▶ **TASK DIRECTIONS**: Pull every line containing "equivalent" from the data.

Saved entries
★ ★ ★
PR #1125, opened 2017-05-22
Inline Manual.build into Manual#initialize

floehopper:
This makes `Manual` more like a standard `ActiveModel`-type class which should make it easier to convert into a `Mongoid::Document`.

This change was made easier by the extraction of a factory for `Manual`. The factory is a bit non-standard, because `Manual` does not implement attribute writer methods which is what `FactoryGirl` uses by default to set the attributes.

There is also a small change in the behaviour of `Manual#new`. Previously if no ID was supplied, a `KeyError` would be raised; whereas now an ID is generated. As I explain in more detail in the commit note, this is closer to standard `Mongoid::Document` behaviour an so I'm happy to make the change.

I'm sure there is further simplification we could do to `Manual#initialize`, but I think this is a sufficient step forward to merit a PR.

### DIFF
--- a/spec/factories.rb
+++ b/spec/factories.rb
@@ -54,7 +54,7 @@ FactoryGirl.define do
     slug "manual-slug"
 
     initialize_with do
-      Manual.build(attributes)
+      Manual.new(attributes)
     end
   end
 
--- a/spec/factories.rb
+++ b/spec/factories.rb
@@ -50,6 +50,14 @@ FactoryGirl.define do
     sequence(:change_note) { |n| "Change note #{n}" }
   end
 
+  factory :manual do
+    slug "manual-slug"
+
+    initialize_with do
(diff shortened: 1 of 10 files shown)


floehopper:

spec/factories.rb
```diff
@@ -50,6 +50,14 @@
     sequence(:change_note) { |n| "Change note #{n}" }
   end
 
+  factory :manual do
+    slug "manual-slug"
+
+    initialize_with do
```
chrisroos: Can this be removed now that it's using `.new` instead of `.build`?

floehopper: No. As I mentioned in the 2nd commit note:

> The factory is a bit non-standard, because `Manual` does not implement
attribute writer methods which is what `FactoryGirl` uses by default to
set the attributes.

PR #1127, opened 2017-05-23
Upgrade to Mongoid 5

chrisroos:
I updated the Mongoid version constraint in the Gemfile and ran `bundle
update mongoid --conservative` to upgrade the minimum set of
dependencies.

I regenerated the mongoid.yml config file by using `rails g
mongoid:config`. I accepted all the changes and then replaced the
`database` and `hosts` options with the `uri` option that we were using
previously.

Note the removal of the `refresh_interval` option from our production
session config. This option was specific to Moped (Mongoid 5 uses the
Mongo Ruby driver instead of Moped) and I've been unable to find an
equivalent option in the new driver. I've looked at a sample of
mongoid.yml config files within the alphagov organisation[1] and can't
see any that are setting an equivalent option so I'm happy to simply
remove this.

Note that Mongoid 5 drops support for MongoDB 2.2 and now only supports
2.4 and higher[2]. This shouldn't be a problem as we're using 2.4.9 on
our servers[3].

I've deployed this branch to integration and everything appears to work
as expected.

[1]:
https://github.com/search?q=org%3Aalphagov+filename%3Amongoid.yml&type=Code&utf8=%E2%9C%93
[2]:
https://docs.mongodb.com/ruby-driver/master/tutorials/5.2.0/mongoid-upgrade/
[3]:
https://github.com/alphagov/govuk-puppet/blob/f3614e33bcf037b218e0b9e816f0994786b41efb/hieradata/common.yaml#L1256


chrisroos:
Thanks @chrislo.

> I looked at the search results for the max_pool_size option and it seems that a couple of other apps use the default value of 1 too.

Thanks for checking. I've updated the commit note to explain that this is the default option when generating the new config file.

I've rebased on master and will merge once the tests pass.

PR #1130, opened 2017-05-23
Avoid persisting new sections when saving to Publishing API fails

chrisroos:
This fixes a specific problem when creating multiple sections in a
manual with the same title. The sections would be saved to the local
database but would fail to save to Publishing API because the slug of
the section would already be in use.

section with a duplicate title. A further improvement will be to either
avoid trying to save the section in the first place (i.e. because we've
determined that it's a duplicate) or to handle the validation errors we
get back from the Publication API.

It's possible that this change will allow us to remove the following
classes that detect different sections sharing the same slug (i.e. the
same title):

* DuplicateDocumentFinder
* DuplicateDraftDeleter

### DIFF
--- a/spec/services/section/create_service_spec.rb
+++ b/spec/services/section/create_service_spec.rb
@@ -1,0 +1,96 @@
+require "spec_helper"
+
+RSpec.describe Section::CreateService do
+  let(:user) { User.gds_editor }
+  let(:manual) { Manual.new(title: 'manual-title') }
+  let(:section_attributes) { double(:section_attributes) }
+  let(:publishing_api_adapter) { double(:publishing_api) }
+  let(:new_section) {
+    Section.new(manual: manual, uuid: 'uuid', editions: [])
+  }
+
+  subject do
+    described_class.new(
+      user: user,
+      manual_id: manual.id,
+      attributes: section_attributes
+    )
+  end
+
+  before do
+    allow(Manual)
+      .to receive(:find).with(manual.id, user)
+      .and_return(manual)
+    allow(manual)
+      .to receive(:build_section).with(section_attributes)
+      .and_return(new_section)
+    allow(Adapters).to receive(:publishing)
+      .and_return(publishing_api_adapter)
+    allow(publishing_api_adapter).to receive(:save)
+    allow(publishing_api_adapter).to receive(:save_section)
+  end
+
+  context 'when the new section is valid' do
+    before do
+      allow(new_section).to receive(:valid?).and_return(true)
+    end
+
+    it 'marks the manual as draft' do
+      expect(manual).to receive(:draft)
+
+      subject.call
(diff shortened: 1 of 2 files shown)


spec/services/section/create_service_spec.rb
```diff
@@ -0,0 +1,96 @@
+require "spec_helper"
+
+RSpec.describe Section::CreateService do
+  let(:user) { User.gds_editor }
+  let(:manual) { Manual.new(title: 'manual-title') }
+  let(:section_attributes) { double(:section_attributes) }
```
floehopper: Minor: It feels a bit weird to me to use a mock object here.

spec/services/section/create_service_spec.rb
```diff
@@ -0,0 +1,96 @@
...
+    )
+  end
+
+  before do
+    allow(Manual)
+      .to receive(:find).with(manual.id, user)
+      .and_return(manual)
+    allow(manual)
+      .to receive(:build_section).with(section_attributes)
+      .and_return(new_section)
```
floehopper: Minor: This feels like a lot of stubbing. How hard would it be to rely on the real `Manual#build_section` method here?

chrisroos: I tried to use the real `Manual#build_section` method initially but ran into problems when trying to test the call to `Adapters.publishing.save_section` with the section that's returned from `build_section`. I'm going to leave this as it is at the moment and see whether I come up with anything better while working on the rest of the services.

spec/services/section/create_service_spec.rb
chrisroos: I agree that it's not ideal. I ended up going with a double so that I could be confident that the `attributes` passed to `Section::CreateService#initialize` was the same as the attributes passed to `Manual#build_section`.
I'm going to leave this as it is at the moment and see whether I come up with anything better while working on the rest of the services.

chrisroos:
> I think the `MarkedSectionDeleter` class might also be a candidate for removal.

Thanks. I've added this to the commit note.

chrisroos:
> This might be out-of-scope for this change, but is there a potential issue if the manual is successfully exported to the Publishing API, but the section is not? With the changes in this PR, we won't update anything in the local database, but the state of the manual will have changed in the Publishing API, i.e. the database and the Publishing API will be out of sync. Do we need to consider somehow rolling back the manual export step in this scenario?

I think the problem you've identified is real but I don't think we're any worse off than we were before: the database and Publishing API would have been out of sync prior to this change because the section would've been created locally but not in the Publishing API.

Rolling back might well be sensible but I'm not planning to do anything about it in the near future.

chrisroos:
Thanks for the review, @floehopper. I've addressed your comments, rebased on master and force pushed in preparation for merging.

PR #1131, opened 2017-05-23
Refactor Section::CreateService

chrisroos:


chrisroos:
Thanks @floehopper. Rebased on master and force pushed in preparation for merging.

PR #1133, opened 2017-05-23
Refactor Section::NewService

chrisroos:
I don't think this single line method was adding anything.


chrisroos:

PR #1134, opened 2017-05-23
Refactor Section::PreviewService

chrisroos:

### DIFF
--- a/app/services/section/preview_service.rb
+++ b/app/services/section/preview_service.rb
@@ -10,7 +10,7 @@ class Section::PreviewService
     section = if section_uuid
                 existing_section
               else
-                ephemeral_section
+                manual.build_section(attributes)
               end
     section.update(attributes)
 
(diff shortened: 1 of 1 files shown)


app/services/section/preview_service.rb
```diff
@@ -7,6 +7,14 @@ def initialize(user:, manual_id:, section_uuid:, attributes:)
...
 
   def call
+    manual = Manual.find(manual_id, user)
+    section = if section_uuid
+                manual.sections.find { |sec|
+                  sec.uuid == section_uuid
+                }
+              else
+                manual.build_section(attributes)
+              end
```
floehopper: Minor: I know Rubocop required it, but the hanging indent makes my eyes bleed. I think you could fix that by extracting a `Manual#find_section` method and converting back to a ternary expression; or even extract the whole thing into `Manual#find_or_build_section`.

chrisroos:

app/services/section/preview_service.rb
chrisroos: I'm going to leave this as it is for now. I'm hoping to introduce the `Manual#find_section` method soon at which point this'll probably/hopefully change.

PR #1135, opened 2017-05-23
Refactor Section::RemoveService

chrisroos:

### DIFF
--- a/app/services/section/remove_service.rb
+++ b/app/services/section/remove_service.rb
@@ -18,7 +18,7 @@ class Section::RemoveService
       manual.draft
 
       manual.remove_section(section_uuid)
-      persist
+      manual.save(user)
       export_draft_manual_to_publishing_api
       discard_section_via_publishing_api
     end
@@ -29,10 +29,6 @@ class Section::RemoveService
 private
 
   attr_reader :user, :manual_id, :section_uuid, :attributes
-
-  def persist
-    manual.save(user)
-  end
 
   def section
     @section ||= manual.sections.find { |s| s.uuid == section_uuid }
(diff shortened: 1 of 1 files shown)


app/services/section/remove_service.rb
```diff
@@ -9,18 +9,29 @@ def initialize(user:, manual_id:, section_uuid:, attributes:)
   end
 
   def call
+    begin
+      manual = Manual.find(manual_id, user)
+    rescue KeyError
+      raise ManualNotFoundError.new(manual_id)
```
floehopper: Possibly out-of-scope: I don't think `Manual.find` raises a `KeyError` any more; I think it raises a `Manual::NotFoundError` instead. Thus we could probably ditch this `rescue` block and rescue the latter exception in `ManualWithdrawer#execute`.

app/services/section/remove_service.rb
```diff
@@ -9,18 +9,29 @@ def initialize(user:, manual_id:, section_uuid:, attributes:)
...
+    end
+
+    section = manual.sections.find { |s| s.uuid == section_uuid }
```
floehopper: Minor: See my [earlier comment](https://github.com/alphagov/manuals-publisher/pull/1134#discussion_r118053067) about extracting a `Manual#find_section` method.

app/services/section/remove_service.rb
chrisroos: Ah, that's useful to know! I'm going to leave this for now as I can imagine addressing it as I continue to work through these services ensuring that the save to the publishing api happens before the save to our database.

app/services/section/remove_service.rb
chrisroos: I'm planning to introduce a `Manual#find_section` method outside of this PR.

chrisroos:

PR #1138, opened 2017-05-23
Refactor Section::UpdateService

chrisroos:

### DIFF
--- a/app/services/section/update_service.rb
+++ b/app/services/section/update_service.rb
@@ -25,5 +25,5 @@ class Section::UpdateService
 
 private
 
-  attr_reader :user, :manual_id, :section_uuid, :attributes, :listeners
+  attr_reader :user, :manual_id, :section_uuid, :attributes
 end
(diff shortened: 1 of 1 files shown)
★ ★ ★
▶ **EXPECTED ANSWER**:
equivalent option in the new driver. I've looked at a sample of
see any that are setting an equivalent option so I'm happy to simply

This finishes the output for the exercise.